七話 落花
病室で俺達は向かい合った。
「すまない晶。俺…恨まれても仕方のないことをした」
晶は俯いていた顔を上げた。
「恨んだりなんかしないわ。私があんなことさせなきゃ良かったのよ」
その言葉はまるで槍のように俺の心を突いた。
どうして?どうして恨んでくれないんだ?悪いのは俺だろう?なのに一体どうして、どうして泣いているのは俺だけなんだ?辛いのは晶だろう?
晶はそんな俺から目を離し、窓の外を見ながら言った。
「ごめんなさい。一人にさせて」
晶の声は、俺を突き放すというより、慰めているように聞こえた。
俺は逃げ出した。病院から。現実から。晶から。情けなくて涙が溢れた。なにもかもから逃げ出した。臆病者。誰か俺をそう呼んでくれ。
しばらくして、晶が退院したという話を聞いた。俺は迎えに行った。が、どんな顔で会えば良いのかわからない。臆病者には相応しい、深い深い無力感が波となって押し寄せた。
晶の後を付けた。晶はまっすぐ家に向かっているようだった。横断歩道を渡る。その時晶は荷物を落とした。それを拾おうと屈み込む。後ろから来た人がぶつかって、晶が倒れた。
「おっとごめんよ」
そう言って去っていった。晶は起き上がろうと必死になっていたが腕に力が入らないらしく、なかなか起き上がれなかった。俺は手を差し伸べようと歩き出した。

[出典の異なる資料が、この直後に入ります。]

Issue #351, opened 2026-08-03
perf(simd): single-core GEMM sustains ~72-78% of FMA peak — identify the microkernel limiter


Ravenwater:
Split out of the observation in #110 / #348 that, with parallel efficiency now at ~90%, **threading is no longer what separates native-fast from the tuned libraries** — the remaining difference is entirely single-core.

Not a reopening of #82. That epic's target was "within 10–20% of hand-optimized OpenBLAS/MKL", and the current median is **82.3% of OpenBLAS for N ≥ 256** — 17.7% off, inside the band. It closed having delivered that. This issue is the narrower, still-unanswered question: *why* the microkernel sustains ~three-quarters of peak rather than the ~90% the vendors reach.

## Measured (i7-12700K, fp64, one P-core, FMA peak taken as ~78 GFLOP/s)

| N | native-fast | openblas | % openblas | % FMA peak |
|---:|---:|---:|---:|---:|
| 145 | 52.95 | 66.62 | 79.5% | 67.9% |
| 305 | 56.23 | 69.72 | 80.6% | 72.1% |
| 545 | 56.89 | 70.92 | 80.2% | 72.9% |
| 785 | 60.99 | 72.12 | 84.6% | 78.2% |
| 1025 | 59.44 | 72.37 | 82.1% | 76.2% |
| 2048 | 55.5 | 73.4 | 75.5% | 71.2% |

So **72–78% of peak**, against roughly 89–94% for OpenBLAS, BLIS and MKL on the same machine and sizes. The gap widens at large N: 75.5% of OpenBLAS at N=2048 versus the 82.3% median over N ≥ 256.

## One explanation is already ruled out

It is **not** cache blocking derived for the wrong CPU. `hw_traits` does describe a Haswell part (256 KB L2) on a machine with 1.25 MB, but correcting only the L2 term moves `mc` 64 → 320 and makes single-thread performance **worse — 57.83 → 51.12 GFLOP/s, −12%**. Bigger blocks are not the answer here. (Measurement in #110; the related `nc`/L3 derivation problem is #347.)

## Leading hypothesis: the register tile is derived at exactly the minimum

`simd::derive_blocking` sizes the microtile as

```cpp
const std::size_t area = nvec * hw.fma_latency * hw.fma_units;   // 4 * 4 * 2 = 32
std::size_t nr = round_up(isqrt_ceil(area), nvec);               // 8
std::size_t mr = ceil_div(area, nr);                             // 4
```

[...]

PR #354, opened 2026-08-03
feat(ppe): Platform Performance Engineering lab — GEMM optimization progression

Ravenwater:
A new top-level `ppe/` directory: a laboratory for measuring where GEMM performance comes from and where it goes, so the lessons from the recent performance work are captured somewhere reusable instead of living in issue comments.

**Draft** — the harness, kernels and write-ups are complete and the measurement sweep is running now. Data, figures and `docs/results.md` land in a second commit.

## The progression

Six kernels, each adding exactly **one** idea to the previous, so a measured delta is attributable to that idea:

| step | idea added |
|---|---|
| `v0_naive` | none — textbook `ijk`, also the correctness reference |
| `v1_ikj` | loop reorder for a unit-stride inner loop |
| `v2_blocked` | cache blocking (`MC`/`NC`/`KC`) |
| `v3_packed` | pack tiles into contiguous panels |
| `v4_regtile` | accumulate an `MR × NR` microtile in locals |
| `v5_micro` | compile-time `MR`/`NR`, no edge tests, fully unrollable |

Measured across **seven operand types on one throughput axis** (GOP/s, since half the matrix is integer): `int8`/`int16`/`int32`/`int64` with widening accumulators as real integer GEMM does, and `fp16`/`fp32`/`fp64`.

**Every kernel is verified against `v0`** for the same type and size before its timing is recorded — exactly for integers, tight relative tolerance for floats. A fast wrong answer cannot become a result.

Standalone by design: nothing includes `<mtl/...>`, so each step is isolated.

## Headline finding, already reproduced

`v5` — the "fully optimized" step — is **slower than a plain loop reorder** for several types (7.3 vs 37.3 GOP/s for fp32 at N=512). Not a bug; the compiler says why:

```
missed: not vectorized: loop nest containing two or more
        consecutive inner loops cannot be vectorized
stack usage:  v4_regtile 832 B  ->  v5_micro 1344 B
```

Full unrolling of the 4×8 tile replaces a vectorizable inner loop with 32 *scalar* accumulators, which do not fit in 16 registers and spill. **Unrolling and vectorization compete for the same registers**, and source-level "optimization" can silently flip which one you get.

That is the same mechanism as **#351** (MTL5's own microkernel derives `mr × nr = 4 × 8`, exactly the minimum accumulator count, and sustains ~72–78% of peak). PPE is the cheap place to test it — a one-parameter tile sweep with no library API to preserve.

## On measuring "efficiency"

Two approaches were discarded, and the failures are documented in `include/ppe/peak.hpp` because they are instructive:

1. **An ISA model that put `int64` at 2 ops/cycle was exceeded — 119%.** AVX2 has no 64-bit SIMD multiply, but the compiler emulates one, so the real ceiling is higher than "scalar". *A model that can be exceeded is not a ceiling.* The driver now fails with `PEAK MODEL TOO LOW` if any result exceeds it — which is what caught this.
2. **A probe that *measured* achievable rate** reported **3.8 million GOP/s** with literal operands (what a deleted loop looks like), and after making them opaque reported **17.7 GOP/s for fp64 — below the ~37 the GEMM kernels actually reach**, because the accumulators did not stay in vector registers. *A probe beaten by what it bounds is not a ceiling either.*

The model that ships is ISA-anchored, written out in full, and validated on every run.

## Write-ups

Each step has a document stating the change, the mechanism, what to watch in the results, and — where relevant — hypotheses with the experiments that would test them. `docs/05-vectorization-cliff.md` carries five numbered hypotheses (H1–H5) for the regression above, with the two cheapest flagged to run first.

## Test plan

- [ ] Measurement sweep completes; data + figures + `docs/results.md` pushed
- [ ] Promote to ready: `gh pr ready <N>`


Ravenwater:
## Measurements in — 252 results, all verified, and the tidy story does not survive

Sweep complete and pushed in `d6f628c`. Every one of the 252 measurements verified against the naive reference; none exceeded the peak model.

### Four different kernels win across seven types

| type | peak | v0 | v1 | v2 | v3 | v4 | v5 | best | vs v0 |
|---|---:|---:|---:|---:|---:|---:|---:|---|---:|
| int8 | 160 | 1.4 | 34.5 | 32.8 | 26.9 | 19.2 | **36.4** | v5 | 26× |
| int16 | 160 | 1.0 | **48.1** | 43.8 | 36.0 | 13.9 | 35.4 | v1 | 48× |
| int32 | 80 | 1.0 | 23.6 | 30.7 | 35.4 | 20.5 | **35.9** | v5 | 37× |
| int64 | 40 | 0.6 | 5.7 | 11.5 | **12.9** | 11.7 | 9.6 | v3 | 20× |
| fp16 | 160 | 1.0 | 5.4 | 5.0 | **29.9** | 20.9 | 7.3 | v3 | 30× |
| fp32 | 160 | 1.0 | 20.8 | 21.3 | **28.6** | 21.0 | 7.3 | v3 | 28× |
| fp64 | 80 | 0.6 | 6.3 | 12.5 | 17.2 | **23.8** | 8.3 | v4 | 37× |

GOP/s at N=2048. The expectation going in was a monotone progression; four different winners is the most useful thing the study produced.

### The cliff turned out to be something other than what I wrote

The draft attributed `v5`'s regression to register pressure and spills. The full sweep contradicted that: `v5` is the **best** kernel for `int8` and `int32`, and catastrophic only for the floats. Checking the compiler per type:

```
v5 micro <int32 > : 0 vectorized loops
v5 micro <double> : 0 vectorized loops
v5 micro <float > : 0 vectorized loops
```

**`v5` never vectorizes, for any type.** The spill is secondary. The real mechanism:

> the compile-time-unrolled microkernel is always scalar, and the penalty for being scalar is proportional to how much that type gains from vectorization

`fp32`/`fp64` gain 4–8× from SIMD, so losing it is fatal. `int32` is throughput-limited by `vpmulld` rather than lane-limited, so scalar is competitive and `v5`'s tighter scheduling wins on the margin.

That **answers H5 and demotes H1** — register pressure is not first-order — so H2 (keep the tile, keep the loop) is now the experiment to run first. The write-up was corrected rather than left as originally drafted.

### Other findings

- **`v0 → v1`, a one-line loop reorder, is the biggest step in the whole progression** at 20–48×. Any performance work that starts with blocking is optimizing the wrong thing.
- **Cache blocking is small or negative** at these sizes — `int16` *loses* 9%.
- **Packing is where the floats come alive** (`fp16` 5.0 → 29.9) and where narrow integers regress, which the widening pack in `v3` explains; H6 would confirm it.
- **Nothing gets close to peak** (17.9%–44.9%), as expected without explicit SIMD, prefetch or hand scheduling. The informative number is the spread: `fp32` at 17.9% has far more headroom than `int32` at 44.9%, precisely because it has more to gain from vectorization these kernels do not exploit.

### On #351

This does **not** show MTL5's `4 × 8` tile is wrong — MTL5 *does* vectorize its microkernel, so it is not on this cliff. What it shows is that the margin between "vectorized with a minimal tile" and "unrolled into scalars" is **one compiler decision wide**, and a tile derived at exactly the saturation minimum has no slack if that decision flips.

Ready to promote whenever you are.

PR #358, opened 2026-08-03
fix(mat): reject col_major compressed2D at compile time

### LINKED ISSUE #355: bug(mat): compressed2D accepts tag::col_major but ignores it — the container is always row-major
`compressed2D` takes a `Parameters` bundle whose `orientation` may be `tag::row_major` or `tag::col_major` (`mat/parameter.hpp:14`), but nothing in the container ever reads it. A `col_major` `compressed2D` is byte-for-byte a CSR matrix, and every operation treats it as one.

The parameter is accepted silently, so a caller who asks for CSC gets CSR without any diagnostic — and if they populate it from real CSC arrays, they get the transpose while the constructor reports success.

`dense2D` gets this right (`dense2D.hpp:35,60,67` branch on `typename Parameters::orientation` with `if constexpr`), which is what makes the `compressed2D` behaviour look like an oversight rather than an intentional restriction. `compressed2D.hpp` contains **zero** occurrences of `orientation`, `row_major` or `col_major`.

Found at `c666ae4` while binding the alternative sparse storage formats for Python.

## Reproducer

```cpp
#include <cstdio>
#include <mtl/mat/compressed2D.hpp>
#include <mtl/mat/inserter.hpp>
#include <mtl/vec/dense_vector.hpp>
#include <mtl/operation/mult.hpp>

using CSR = mtl::mat::compressed2D<double>;
using CSC = mtl::mat::compressed2D<double,
            mtl::mat::parameters<mtl::tag::col_major>>;
using Vec = mtl::vec::dense_vector<double>;

// A (2x3) = [[1,2,0],
//            [0,3,4]]
template <class M> void build(M& A) {
    mtl::mat::inserter<M> ins(A);
    ins[0][0] << 1.0; ins[0][1] << 2.0; ins[1][1] << 3.0; ins[1][2] << 4.0;
}

template <class M> void report(const char* label, M& A, std::size_t want_major) {
    build(A);
    std::printf("%-4s major.size()=%zu (want %zu)  major:", label,
                A.ref_major().size(), want_major);
    for (auto v : A.ref_major()) std::printf(" %zu", (std::size_t)v);
    std::printf("  minor:");
    for (auto v : A.ref_minor()) std::printf(" %zu", (std::size_t)v);
    std::printf("\n");
}

int main() {
    CSR a(2,3); report("CSR", a, 3);   // nrows + 1
    CSC b(2,3); report("CSC", b, 4);   // ncols + 1
    std::printf("\nidentical internal arrays: %s\n",
        (a.ref_major()==b.ref_major() && a.ref_minor()==b.ref_minor()
         && a.ref_data()==b.ref_data()) ? "YES -- the tag changed nothing" : "no");

    // Feed a col_major matrix genuine scipy CSC arrays for
    // B = [[1,2,0],[0,3,4],[5,0,6]]:
    //   indptr=[0,2,4,6] indices=[0,2,0,1,1,2] data=[1,5,2,3,4,6]
    std::size_t indptr[4]  = {0,2,4,6};
    std::size_t indices[6] = {0,2,0,1,1,2};
    double      data[6]    = {1,5,2,3,4,6};
    CSC B(3,3,6,indptr,indices,data);
    Vec x(3), y(3); x[0]=1; x[1]=2; x[2]=3;
    mtl::mult(B, x, y);
    std::printf("\nB@x = [%.0f %.0f %.0f]   B@x should be [5 18 23]"
                "   (B^T@x is [16 8 26])\n", y[0], y[1], y[2]);
    std::printf("B(2,0)=%.0f (want 5)   B(0,2)=%.0f (want 0)\n", B(2,0), B(0,2));
}
```

```
CSR  major.size()=3 (want 3)  major: 0 2 4  minor: 0 1 1 2
CSC  major.size()=3 (want 4)  major: 0 2 4  minor: 0 1 1 2

identical internal arrays: YES -- the tag changed nothing

B@x = [16 8 26]   B@x should be [5 18 23]   (B^T@x is [16 8 26])
B(2,0)=0 (want 5)   B(0,2)=5 (want 0)
```

Three separate symptoms, all from the same cause:

1. **The major array is the wrong length.** For a 2×3 matrix CSC needs `ncols + 1 = 4` starts; it builds 3.
2. **The tag is inert.** A `row_major` and a `col_major` matrix built from the same elements have identical `major`, `minor` and `data`.
3. **Real CSC input silently becomes the transpose.** `mult` returns `B^T @ x`, and element access agrees — `B(0,2)` returns the value that belongs at `B(2,0)`.

## Where it comes from

`operator()` indexes the majors by row unconditionally:

```cpp
// compressed2D.hpp:53
value_type operator()(size_type r, size_type c) const {
    auto begin = indices_.begin() + starts_[r];
    auto end   = indices_.begin() + starts_[r + 1];
```

and the array constructor's own assert assumes the same:

```cpp
// compressed2D.hpp:46
assert(starts_[nrows_] == nnz_count);
```

The inserter and `mult` follow suit, which is why everything stays self-consistently row-major and the wrongness only shows when the data genuinely came from a column-major source.

## Suggested resolution

1. **Smallest:** `static_assert` that `orientation` is `tag::row_major` in `compressed2D`. Turns a silently wrong matrix into a compile error, and costs nothing for existing callers since none can be relying on the current behaviour to be correct.
2. **Complete:** implement the orientation the way `dense2D` already does — branch on `typename Parameters::orientation` for the major/minor mapping in the constructor, `operator()`, the inserter and the `mult` kernels. This is what would give MTL5 a real CSC, and with it a zero-copy path from `scipy.sparse.csc_matrix`.

[mtl5-python#30](https://github.com/stillwater-sc/mtl5-python/pull/30) binds COO and ELL but deliberately not CSC, and converts `csc_matrix` input to CSR at the boundary. The transpose-SpMV that CSC would have enabled is provided instead by `mtl::trans`, which is correct for sparse.

Ravenwater:
## Summary

`compressed2D` accepted `tag::col_major` and ignored it. The container is CSR unconditionally — `starts_` is indexed by row in `operator()`, in the array constructor's own assert, in the inserter and in every `mult` kernel — but nothing ever read `Parameters::orientation`.

So a `col_major` instantiation was byte-for-byte a CSR matrix. **That is worse than unsupported**: a caller who populated it from genuine CSC arrays got the transpose while the constructor reported success — `mult` returned `A^T*x`, `A(0,2)` returned the value belonging at `A(2,0)`, no diagnostic anywhere (#355).

It is now a compile error.

## Which resolution, and why

The issue offers two. I took the **smallest** (`static_assert`), not the complete one (implement CSC), and the reason is worth stating rather than assuming:

**34 headers across `sparse/`, `itl/`, `interface/`, `io/`, `mat/` and `operation/` read the raw arrays as CSR.** Real CSC support means generalizing the major/minor mapping in every one of them, and each is a place a silent wrong answer could be reintroduced — the same defect this PR is closing. That is a feature, and a large one, not a bug fix. mtl5-python already works around it by converting `csc_matrix` at the boundary and using `mtl::trans` for transpose-SpMV, which is correct for sparse.

The guard costs existing callers nothing: I checked, and **nothing in the tree instantiates a `col_major` `compressed2D`.** None could have — no such matrix was ever correct.

## The compile-failure test, and why it is not `WILL_FAIL`

A guard nobody tests is a guard that gets deleted. New harness at `tests/unit/compile_fail/`: sources that must not compile, built on demand (`EXCLUDE_FROM_ALL`) so normal builds are unaffected.

It uses `PASS_REGULAR_EXPRESSION` against an `// EXPECT-ERROR: <regex>` line in each source, **not `WILL_FAIL`**. `WILL_FAIL` passes whenever the build returns non-zero, so a typo in the test source — a misspelled header, a missing semicolon — would make it pass green while proving nothing. Matching the expected diagnostic means it only passes when compilation fails for the *right* reason. CMake errors out at configure time if a compile-fail source has no `EXPECT-ERROR` line.

**Negative control, run before committing:** removing the `static_assert` turns the test red; restoring it turns it green. It can actually fail.

## Changes

| file | what |
|---|---|
| `include/mtl/mat/compressed2D.hpp` | `static_assert` on `Parameters::orientation`, with the reasoning inline |
| `tests/unit/compile_fail/compressed2d_col_major.cpp` | must-not-compile case |
| `tests/unit/CMakeLists.txt` | compile-failure harness |
| `tests/unit/mat/test_compressed2D.cpp` | two runtime regression cases |
| `docs/sparse-direct-solvers-design.md` | corrects a stale claim (below) |

The runtime cases pin the half of the contract a compile-failure test cannot: that the row-major layout the container implements is the one it documents. The major array has length `nrows+1` — the issue's 2×3 case, where CSC would need 4 starts and got 3 — and raw arrays read as CSR give `A*x` rather than `A^T*x`, with `trans()` supplying the transposed product correctly.

## Docs correction found along the way

`docs/sparse-direct-solvers-design.md` advertised a *"Zero-cost CSC view over `compressed2D` with col-major parameters"*. **That was never implemented** — `sparse/util/csc.hpp` uses a standalone owning `csc_matrix` struct — and it pointed readers at exactly the construct this PR makes a compile error. Corrected, along with the file-tree comment above it. (`docs/design/capability-assessment-and-expansion.md` was already accurate: *"CSC exists only as a conversion utility"*.)

## Noted, deliberately not fixed here

The two sibling sparse containers have the same inert-orientation hole, and they are **not** equally severe:

| container | reads `orientation`? | severity |
|---|---|---|
| `compressed2D` | no | **wrong answers** — fixed here |
| `ell_matrix` | no | same defect class: `indices_[r*width_+k]` is row-major padded, so a `col_major` instance is silently row-major ELL |
| `coordinate2D` | no | benign — stores explicit `(row,col,val)` triplets, so orientation cannot change the result; only `sort()` ordering is conventional |

Left out of scope rather than folded in silently. `ell_matrix` wants its own issue; the harness added here makes the same guard a few lines when someone takes it.

## Test results

| | build | tests |
|---|---|---|
| gcc | clean | 157/157 |
| clang | clean | 157/157 |

Resolves #355

### DIFF
--- a/docs/architecture/aggregate-types.md
+++ b/docs/architecture/aggregate-types.md
@@ -188,7 +188,7 @@ MTL5's ndarray design is informed by [xtensor](https://github.com/xtensor-stack/
 | Dynamic rank | `xt::xarray<T>` | `xarray<T>` |
 | Custom scalars | Limited | First-class (posit, lns, cfloat, ...) |
 | Linear algebra | Separate (xtensor-blas) | Integrated (MTL5 operations + BLAS dispatch) |
-| Sparse matrices | No | Full support (CSR, CSC, COO, ELLPACK) |
+| Sparse matrices | No | CSR, COO, ELLPACK (CSC only as a conversion utility) |
 | Iterative solvers | No | Integrated (CG, GMRES, BiCGSTAB, ...) |
 | Tensor algebra | No | Separate `tensor<>` with Einstein notation |
 | Expression templates | Yes (lazy) | Yes (lazy, compatible with MTL5 expressions) |
--- a/docs/sparse-direct-solvers-design.md
+++ b/docs/sparse-direct-solvers-design.md
@@ -74,7 +74,7 @@ include/mtl/
 │   │   ├── factor_result.hpp        # Factorization result types (symbolic + numeric)
 │   │   └── triangular_solve.hpp     # Sparse triangular solve (reach + solve)
 │   ├── util/
-│   │   ├── csc.hpp                  # CSC view/adapter for compressed2D
+│   │   ├── csc.hpp                  # Owning csc_matrix + CRS<->CSC conversion
 │   │   ├── permutation.hpp          # Permutation vector operations
 │   │   ├── dulmage_mendelsohn.hpp   # BTF decomposition
 │   │   └── scatter.hpp              # Sparse accumulator (scatter/gather)
@@ -207,7 +207,7 @@ Build the reusable infrastructure that all three factorizations depend on.
 
 | Component | File | Description |
 |-----------|------|-------------|
-| CSC adapter | `sparse/util/csc.hpp` | Zero-cost CSC view over `compressed2D` with col-major parameters; CRS-to-CSC conversion |
+| CSC adapter | `sparse/util/csc.hpp` | Standalone owning `csc_matrix` struct plus CRS-to-CSC / CSC-to-CRS conversion |
 | Permutation | `sparse/util/permutation.hpp` | Apply/invert/compose permutation vectors; permuted matrix views |
 | Scatter | `sparse/util/scatter.hpp` | Sparse accumulator for column assembly (the workhorse of sparse arithmetic) |
 | Elimination tree | `sparse/analysis/elimination_tree.hpp` | O(nnz) etree construction from CSC |
--- a/include/mtl/mat/compressed2D.hpp
+++ b/include/mtl/mat/compressed2D.hpp
@@ -1,12 +1,15 @@
 #pragma once
 // MTL5 -- CRS (Compressed Row Storage) sparse matrix
-// Row-major only for Phase 4. Three-array storage: data_, indices_, starts_.
+// Row-major ONLY, and now enforced -- see the static_assert below (#355).
+// Three-array storage: data_, indices_, starts_.
 #include <algorithm>
 #include <cassert>
 #include <cstddef>
+#include <type_traits>
 #include <vector>
 
 #include <mtl/config.hpp>
+#include <mtl/tag/orientation.hpp>
 #include <mtl/tag/sparsity.hpp>
 #include <mtl/traits/category.hpp>
 #include <mtl/traits/ashape.hpp>
@@ -25,6 +28,25 @@ public:
     using size_type       = typename Parameters::size_type;
     using const_reference = const Value&;
     using reference       = Value&;
+
+    // compressed2D is CSR, unconditionally: `starts_` is indexed by ROW
+    // everywhere -- operator(), the array constructor's own assert, the
+    // inserter and every mult kernel. Nothing in this container has ever read
+    // Parameters::orientation.
+    //
+    // A col_major instantiation was therefore accepted silently and was
+    // byte-for-byte a CSR matrix. That is worse than unsupported: a caller who
+    // populated it from genuine CSC arrays got the TRANSPOSE while the
+    // constructor reported success -- mult returned A^T*x, and A(0,2) returned
+    // the value belonging at A(2,0), with no diagnostic anywhere (#355).
+    //
+    // Reject it at compile time instead. This costs existing callers nothing:
+    // no col_major compressed2D can have been correct, so none can exist.
+    static_assert(std::is_same_v<typename Parameters::orientation, tag::row_major>,
+        "compressed2D is CSR (row-major) storage only; a col_major instantiation "
+        "would be byte-identical to CSR and would silently read CSC input as its "
+        "transpose (#355). Convert CSC to CSR at the boundary, and use mtl::trans "
+        "for a transposed sparse product.");
 
     // -- Constructors ----------------------------------------------------
 
--- a/include/mtl/mat/ell_matrix.hpp
+++ b/include/mtl/mat/ell_matrix.hpp
@@ -1,11 +1,14 @@
 #pragma once
 // MTL5 -- ELLPACK sparse matrix format
-// Fixed-width per-row storage. Good for GPU and matrices with uniform row lengths.
+// Fixed-width per-ROW storage, and now enforced -- see the static_assert below
+// (#355). Good for GPU and matrices with uniform row lengths.
 #include <algorithm>
 #include <cassert>
 #include <cstddef>
+#include <type_traits>
 #include <vector>
 
+#include <mtl/tag/orientation.hpp>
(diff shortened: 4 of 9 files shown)


Ravenwater:
## Folded in: `ell_matrix` now rejects `col_major` too (1735b00)

The sibling container had the same inert-orientation defect. **The severity is different, and I want to state it precisely rather than by analogy**, because "same bug as compressed2D" would overstate it.

`ell_matrix` is row-padded unconditionally — both arrays are `nrows*width`, every access is `indices_[r * width_ + k]` — and `Parameters::orientation` was never read. But the **only** fill path is the `compressed2D` constructor, which for `col_major` parameters became a compile error in the previous commit. So no `col_major` ELL can be populated, and none can be returning wrong answers.

What it *could* still do — verified, not assumed:

```
col_major ell_matrix constructed: rows=2 cols=3 width=2
indices array size=4 -> nrows*width=4 (row-major padding)
```

It constructs, empty, while claiming a layout it does not implement. The `compressed2D` guard does not reach it: **declaring a reference parameter of type `compressed2D<Value, Parameters>` does not instantiate that class**, so the `static_assert` inside never fires.

So this commit is not a wrong-answer fix. It closes a hole that reopens silently the moment an inserter or setter is added, and replaces a confusing diagnostic about `compressed2D` with one at the point of misuse.

**Negative control:** removing this `static_assert` fails *only* the new compile-failure test and leaves the `compressed2D` one green — the two are independently discriminating, not coupled.

```
1/2 compile_fail_compressed2d_col_major ... Passed
2/2 compile_fail_ell_matrix_col_major ..... ***Failed  Required regular expression not found.
```

### `coordinate2D` is deliberately still untouched

It stores explicit `(row, col, value)` triplets, so orientation genuinely cannot change a result — `insert(r,c,v)` and `operator()(r,c)` name both indices. Only `sort()` ordering is conventional, and no caller can be misled about layout. Adding a guard there would be noise, not safety.

### Second docs overclaim found

`docs/architecture/aggregate-types.md`'s xtensor comparison table claimed MTL5 has *"Full support (CSR, CSC, COO, ELLPACK)"*. CSC is not a first-class matrix type — it exists only as the conversion utility in `sparse/util/csc.hpp`. That is the second doc in this PR promising a CSC that does not exist; both were pointing readers toward the construct these commits make a compile error.

Also exposes `param_type` on `ell_matrix`, as `compressed2D` already does, so orientation is assertable from outside the class.

**gcc and clang: full build clean, 158/158.**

瞬間、トラックが突っ込んで来た。晶の細い身体が飛んでいった。居眠り運転だった。晶は即死だそうだ。
目の前で亡くしたというのに、しばらくは実感がわかなかったのを覚えている。だが時間が経つにつれて、後悔の念が押し寄せる。後一分遅くあそこを歩いていたら晶は死ななかった。俺がちゃんと迎えに行っていれば死なずにすんだ。ちゃんと話せていれば、もっと話せていれば…どうして俺はこうなんだ。臆病者!何度も自分をそう怒鳴りつけた。しばらくはなにもやる気が起きなかった。
今でも思い出す度に苦しくなる。自分を責めずにはいられない。自分を痛めつけた。何度も何度も。それはしばらくすると、他人に向くようになっていた。